The biggest bottleneck in physician training

Despite the well-established fact of the growing physician shortage, the training pipeline for new physicians remains constrained by outdated funding structures.

Demand for physicians continues to rise, particularly in primary care and rural communities, but many health systems say the capacity to train residents has not kept pace.

According to Justin Frederick, MD, chief medical officer of graduate medical education at Renton, Wash.-based Providence, one of the most significant bottlenecks in physician training today stems from federal funding caps on residency positions first set by the Balanced Budget Act of 1997. Although Congress has modestly expanded funding for new residency slots in recent years, he said the gap between the cost of training residents and the reimbursement hospitals receive remains substantial.

Dr. Frederick joined Becker’s to discuss the policy changes he believes could help address the training bottleneck and offset the nation’s workforce problem.

Editor’s note: This interview was edited lightly for clarity and flow. 

Question: From your vantage point, what would you say are the biggest bottlenecks in graduate medical education in the U.S. right now?

Dr. Justin Frederick: I thought about this question from the lens of our healthcare system, as well as nationally, speaking with colleagues and others. The largest hurdle within GME right now, I think, is the federal funding caps on residency positions. Those caps were established with the Balanced Budget Act in 1997 and were based on residency slots from 1996 — that was 30 years ago.

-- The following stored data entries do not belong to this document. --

PR #1067, opened 2023-05-10
Add back cvxopt to extra deps now that Python 3.11 wheels are available

lanctot:
Ref: https://github.com/cvxopt/cvxopt/issues/228. 

- Upgrade cvxopt to version 1.3.1
- cvxopt 1.3.1 now supports Python 3.11
- Re-enable tests that depended on cvxopt

### DIFF
--- a/open_spiel/python/CMakeLists.txt
+++ b/open_spiel/python/CMakeLists.txt
@@ -317,26 +317,21 @@ endif()
 if (OPEN_SPIEL_ENABLE_PYTHON_MISC)
   set(PYTHON_TESTS ${PYTHON_TESTS}
       algorithms/adidas_test.py
-      # Temporarily disabled due to dependency on cvxopt.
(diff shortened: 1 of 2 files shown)


lanctot:
Hello @findmyway,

They’ve only been revisited through the Consolidated Appropriations Acts of 2021 and 2023, and we’re very grateful that the government saw fit, through Sections 126 and 4122, to allow for increased funding of about 1,200 slots. At Providence, we took advantage of those opportunities. Yet there remains a significant gap between the cost to train residents and the reimbursement for residents. Addressing that gap is going to be critical for the future.

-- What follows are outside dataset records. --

PR #1071, opened 2023-05-19
Pre-commit setup for the repo

maichmueller:
This PR addresses what has been mentioned in #1070.

What this PR includes:
- pre-commit configuration for **_formatters_**:
   - **clang-forma**t: 
   c++ project files formatting
   - **pyink**: 
   google's python formatter that is close to black, but allows 2-indent formatting (oh the humanity...)
   - **cmake-format**:
  formatting style for cmake files
   - **isort**: 
  sort python imports alphabetically (can use profile=black, so I hope this profile works with pyink too)
   - **black**: 
  the python formatter (commented out but added for when google policy on 2-indent changes)
- **pylint**:
using google's official configuration. Since this config enforces 2-indent, **pyink** is needed.
- common pre-commit **_checks_**:
   - id: check-added-large-files
   - id: check-case-conflict
   - id: check-docstring-first (currently uncommented as some files would need manual changing)
   - id: check-merge-conflict
   - id: check-symlinks
   - id: check-toml
   - id: check-yaml
   - id: debug-statements
   - id: end-of-file-fixer
   - id: mixed-line-ending
   - id: requirements-txt-fixer
   - id: trailing-whitespace
- common **_python checks_**:
   - python-check-blanket-noqa
   - id: python-check-blanket-type-ignore
   - id: python-no-log-warn (uncommented because clashes in multiple places where logging.warn has been used)
   - id: python-no-eval
   - id: python-use-type-annotations 

As a side effect of the pre-commit checks I have moved the setup definition into a `pyproject.toml`, since it allows to also write the configurations for some of these tools. In consequence:
- _`pyproject.toml` now holds the metadata of the project (version, authors, license, etc.)_
- _`setup.py` is only the extension builder_

The dev-tools needed to run these pre-commits have also been added to the the `pyproject.toml` as optional dependencies of the dev group and could then be installed via:
```
pip install 'open_spiel[dev]'
```
or locally 
```
pip install '.[dev]'
```

If this PR is accepted a remark in the docs should be made for developers who wish to contribute the upstream to run `pre-commit install` on their repo in order to activate the hooks.

PR #1072, opened 2023-05-19
Add pre-commit verification to CI

maichmueller:
Builds on #1071.

Adds a CI step that verifies all pre-commit checks pass, otherwise fails the build step and exits. Not built on #1071 yet to keep diff small and the changes easily in sight. Will need #1071 merged into it to become operational.

Currently set as a condition for the build job to run, but can be set as a side job.

Merging this PR will mean that the entire codebase needs to apply the checks and formatting mandated by the pre-commit setup and as such requires one behemoth PR to apply these changes, otherwise all CI steps will constantly fail.

**_I do not recommend merging this until all open PRs in consideration for the project have been merged or closed so that the entire repo can see all of the pre-commit hooks applied to it._**

### DIFF
--- a/.github/workflows/actions.yml
+++ b/.github/workflows/actions.yml
@@ -1,3 +1,5 @@
+
+
 name: build_and_test
 
 on:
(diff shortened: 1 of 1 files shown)


lanctot:
Hi @maichmueller, I think this is great, and in another world where I had enough time to properly look into it and understand how it all works, I would fully embrace the move. I realize it would probably save us time long term but I don't even have the time to spend on the initial cost of learning how it all works.

I also think this is a bit heavy for contributors and would rather keep doing what we have been and keep it easy to contribute.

Q: What policy change would you most like to see to address that gap?

JF: That’s a great question. One thing I’ve seen work very well is the Teaching Health Center GME program, funded through HRSA on annual appropriations. We were fortunate to receive a four-year extension of our Teaching Health Center grant.

The reason I think this model is so effective is that it sets a per-resident amount that isn’t dependent on DRGs [diagnosis-related groups] or inpatient-to-resident ratios, and the funding doesn’t flow through acute care facilities. It also allows us to embed residents directly in the communities they serve. We have family medicine, internal medicine and psychiatry residents truly embedded in these communities.

That has done an incredible job of giving them opportunities to serve vulnerable populations, build relationships and address the maldistribution of specialties in rural and underserved areas.